47th | 山口粧太オフィシャルブログ『東京生活』

47th

「私は芸術家ではないです。芸術を否定してますから」

FM番組で横尾忠則さんが、そう発言した。
「ええと、それは・・」 困惑気味のインタビュアー。
「ああ、そんな難しい話じゃないんです。芸術ねえ‥まあ絵なんかは描いたって、いつ売れるか判らないし、幾らになるかも判らない。全くあてにはできませんよ。私は貰った仕事をしているだけだから、これは芸術とは言えんでしょうなあ」
「ははは、なるほど」
「朝早く起きて、散歩して、それから色々描いちゃあいますが、まあ下手くそで嫌んなっちゃいますよ」 75歳の横尾さんは笑ってそう答えていた・。

そんな巨匠と同列に位置する、私の先輩を紹介しよう(横尾さんが聞いたら怒るかも。俺は、もちっとマシだぞと)。
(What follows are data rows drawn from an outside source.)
PR #120, opened 2015-05-08
Updates for Rust 1.0

brson:
Do not merge yet.

This removes the asterisk about laundry, adds 1.0 links to the header, and a section of stable installers to install.html, adjusts the curl flags, removes .exe in favor of .msi.

One thing to note is that instead of adding additional stable links to the header I replaced beta with stable. It felt a bit overwhelming having a third set of duplicate links, and the beta docs seemed pretty dispensable.

cc @steveklabnik

### DIFF
--- a/index.html
+++ b/index.html
@@ -11,7 +11,7 @@ title: The Rust Programming Language
           never segfaults,
           and guarantees thread safety.
           <br/>
-          <a href="http://doc.rust-lang.org/nightly/book/README.html">Show me more!</a>
+          <a href="http://doc.rust-lang.org/nightly/book/README.html">Show me!</a>
         </p>
       </div>
       <div class="col-md-4 install-box">
--- a/index.html
+++ b/index.html
@@ -8,8 +8,8 @@ title: The Rust Programming Language
         <p class="pitch">
           <b>Rust</b> is a systems programming language
           that runs blazingly fast,
-          prevents almost all crashes,
-          and eliminates data races.
+          never segfaults,
+          and guarantees thread safety.
           <br/>
           <a href="http://doc.rust-lang.org/nightly/book/README.html">Show me more!</a>
         </p>
--- a/index.html
+++ b/index.html
@@ -8,7 +8,7 @@ title: The Rust Programming Language
         <p class="pitch">
           <b>Rust</b> is a systems programming language
           that runs blazingly fast,
-          prevents almost all crashes<span class="asterisk">*</span>,
+          prevents almost all crashes,
           and eliminates data races.
           <br/>
           <a href="http://doc.rust-lang.org/nightly/book/README.html">Show me more!</a>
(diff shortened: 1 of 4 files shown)


brson:
@steveklabnik The link to explanation of unstable features is actually not that great. It links to the books 'nightly' page which is mostly another explanation of how to download nightly. What I really wanted was an explanation of release channels and how unstable features work.

brson:
This updates the pitch to 'Rust is a systems programming language that runs blazingly fast, never segfaults, and guarantees thread safety.'

cc @kmcallister

index.html
```diff
@@ -8,22 +8,22 @@
         <p class="pitch">
           <b>Rust</b> is a systems programming language
           that runs blazingly fast,
-          prevents almost all crashes<span class="asterisk">*</span>,
-          and eliminates data races.
+          never segfaults,
```
steveklabnik: I like changing this slogan, but 'never' is a bit strong here, given unsafe code. it's a hard caveat to fit in a slogan, though

install.html
```diff
@@ -5,43 +5,84 @@
 
     <div class="row install">
       <div class="col-md-offset-1 col-md-3 side-header">
-        <h2>1.0.0-beta.4</h2>
-        <h3>May 1, 2015</h3>
+        <h2>1.0.0</h2>
+        <h3>May 15, 2015</h3>
         <p>
-	  A feature-complete preview of the 1.0.0 release.
+	  The current stable release of Rust, updated every six weeks.
```
steveklabnik: What about something here to communicate that these updates are drop-in, easy upgrades?

brson:
Updated. @steveklabnik I tried to incorporate your suggestion as 'The current stable release of Rust, updated every six weeks and backwards-compatible.'

index.html
```diff
@@ -8,22 +8,22 @@
         <p class="pitch">
           <b>Rust</b> is a systems programming language
           that runs blazingly fast,
-          prevents almost all crashes<span class="asterisk">*</span>,
-          and eliminates data races.
+          prevents nearly all segfaults,
+          and guarantees thread safety.
```
steveklabnik: what about 'at compile time' here, since that's the magic?


sorry for suggesting even more coats of paint :(

install.html
```diff
@@ -5,43 +5,84 @@
 
     <div class="row install">
       <div class="col-md-offset-1 col-md-3 side-header">
-        <h2>1.0.0-beta.5</h2>
-        <h3>May 11, 2015</h3>
+        <h2>1.0.0</h2>
+        <h3>May 15, 2015</h3>
         <p>
-	  A feature-complete preview of the 1.0.0 release.
+	  The current stable release of Rust, updated every six weeks and backwards-compatible.
```
steveklabnik: :heart_eyes: :+1:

そしていささか長い文面になってしまったので、まあ適当に遮断して下さい。

↑左のMr.Ono (俳優・美術監督)66歳

40年程前、ハワイでのアメリカ政府主催の日本文化演劇祭に美術スタッフ(大道具)の一員として参加。

週給250ドル(当時1ドル=360円)に舞い上がり、そのままアメリカ(シアトル)に追随上陸。
ウハウハの給料で好き勝手をしていたが、やがて契約期間は終了。未練たらたらで帰国。

は、せずに・・
仲間と英語劇を上演しながら全米を彷徨う。

そんな最中、Jarome・Robbins(ウエストサイドストーリーの演出家)から舞台美術を評価され、「NYに来なはれ」と誘いをうける。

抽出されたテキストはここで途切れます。